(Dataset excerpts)

────

PR #3913, opened 2023-06-13
[16.0][OU-ADD] hr_holidays

remytms:
Compute new values for allocation_validation_type on hr.leave.type as it is now a stored computed field with only two choices: "no" and "officer".

Load noupdate_changes.

### DIFF
--- a/openupgrade_scripts/scripts/hr_holidays/16.0.1.5/post-migration.py
+++ b/openupgrade_scripts/scripts/hr_holidays/16.0.1.5/post-migration.py
@@ -1,0 +1,28 @@
+# Copyright 2023 Coop IT Easy (https://coopiteasy.be)
+# License AGPL-3.0 or later (http://www.gnu.org/licenses/agpl.html).
+
+from openupgradelib import openupgrade
+
+
+def set_allocation_validation_type(env):
+    """Operate like the _compute_allocation_validation_type() function.
+
+    It set "no" by default except if employee_request is set to "no"
+    where it set "officer".
+    """
+    openupgrade.logged_query(
+        env.cr, "UPDATE hr_leave_type SET allocation_validation_type = 'no'"
+    )
+    openupgrade.logged_query(
+        env.cr,
+        """UPDATE hr_leave_type
+        SET allocation_validation_type = 'officer'
+        WHERE employee_requests = 'no'
+        """,
+    )
+
+
+@openupgrade.migrate()
+def migrate(env, version):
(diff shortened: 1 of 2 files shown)


pedrobaeza:
/ocabot migration hr_holidays

<dependency></dependency>

openupgrade_scripts/scripts/hr_holidays/16.0.1.5/post-migration.py
```diff
@@ -0,0 +1,17 @@
...
+# License AGPL-3.0 or later (http://www.gnu.org/licenses/agpl.html).
+
+from openupgradelib import openupgrade
+
+
+def force_recompute_allocation_validation_type(env):
+    hr_leave_type_ids = (
+        env["hr.leave.type"].with_context({"active_test": False}).search([])
+    )
+    hr_leave_type_ids._compute_allocation_validation_type()
```
pedrobaeza: This is not performant and can lead to unexpected changes, triggering other computes including this one in depends, so it's advisable to do the equivalent one in SQL.

remytms: Thank you for the advice. It's now done by SQL directly. :)

openupgrade_scripts/scripts/hr_holidays/16.0.1.5/post-migration.py
```diff
@@ -0,0 +1,28 @@
...
+from openupgradelib import openupgrade
+
+
+def set_allocation_validation_type(env):
+    """Operate like the _compute_allocation_validation_type() function.
+
+    It set "no" by default except if employee_request is set to "no"
+    where it set "officer".
+    """
+    openupgrade.logged_query(
```
pedrobaeza, line 13: You only need to reallocate those with `set` value to the corresponding one. Please don't write the rest that are OK.

pedrobaeza (changes requested):

openupgrade_scripts/scripts/hr_holidays/16.0.1.5/post-migration.py
pedrobaeza: As further explanation, imagine there's an extra module adding a new validation type. You are overwriting the leave types with this new validation type in this SQL.

pedrobaeza:
Superseded by #4335 correcting the SQL query about `allocation_validation_type`, and also doing the annotation in the coverage file, so the migration scripts are also tested.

────

> **WHAT YOU NEED TO DO**:
What is needed here is an exact transcription of the records above.

> **TASK ANSWER**:
PR #3913, opened 2023-06-13
[16.0][OU-ADD] hr_holidays

remytms:
Compute new values for allocation_validation_type on hr.leave.type as it is now a stored computed field with only two choices: "no" and "officer".

Load noupdate_changes.

### DIFF
--- a/openupgrade_scripts/scripts/hr_holidays/16.0.1.5/post-migration.py
+++ b/openupgrade_scripts/scripts/hr_holidays/16.0.1.5/post-migration.py
@@ -1,0 +1,28 @@
+# Copyright 2023 Coop IT Easy (https://coopiteasy.be)
+# License AGPL-3.0 or later (http://www.gnu.org/licenses/agpl.html).
+
+from openupgradelib import openupgrade
+
+
+def set_allocation_validation_type(env):
+    """Operate like the _compute_allocation_validation_type() function.
+
+    It set "no" by default except if employee_request is set to "no"
+    where it set "officer".
+    """
+    openupgrade.logged_query(
+        env.cr, "UPDATE hr_leave_type SET allocation_validation_type = 'no'"
+    )
+    openupgrade.logged_query(
+        env.cr,
+        """UPDATE hr_leave_type
+        SET allocation_validation_type = 'officer'
+        WHERE employee_requests = 'no'
+        """,
+    )
+
+
+@openupgrade.migrate()
+def migrate(env, version):
(diff shortened: 1 of 2 files shown)


pedrobaeza:
/ocabot migration hr_holidays

<dependency></dependency>

openupgrade_scripts/scripts/hr_holidays/16.0.1.5/post-migration.py
```diff
@@ -0,0 +1,17 @@
...
+# License AGPL-3.0 or later (http://www.gnu.org/licenses/agpl.html).
+
+from openupgradelib import openupgrade
+
+
+def force_recompute_allocation_validation_type(env):
+    hr_leave_type_ids = (
+        env["hr.leave.type"].with_context({"active_test": False}).search([])
+    )
+    hr_leave_type_ids._compute_allocation_validation_type()
```
pedrobaeza: This is not performant and can lead to unexpected changes, triggering other computes including this one in depends, so it's advisable to do the equivalent one in SQL.

remytms: Thank you for the advice. It's now done by SQL directly. :)

openupgrade_scripts/scripts/hr_holidays/16.0.1.5/post-migration.py
```diff
@@ -0,0 +1,28 @@
...
+from openupgradelib import openupgrade
+
+
+def set_allocation_validation_type(env):
+    """Operate like the _compute_allocation_validation_type() function.
+
+    It set "no" by default except if employee_request is set to "no"
+    where it set "officer".
+    """
+    openupgrade.logged_query(
```
pedrobaeza, line 13: You only need to reallocate those with `set` value to the corresponding one. Please don't write the rest that are OK.

pedrobaeza (changes requested):

openupgrade_scripts/scripts/hr_holidays/16.0.1.5/post-migration.py
pedrobaeza: As further explanation, imagine there's an extra module adding a new validation type. You are overwriting the leave types with this new validation type in this SQL.

pedrobaeza:
Superseded by #4335 correcting the SQL query about `allocation_validation_type`, and also doing the annotation in the coverage file, so the migration scripts are also tested.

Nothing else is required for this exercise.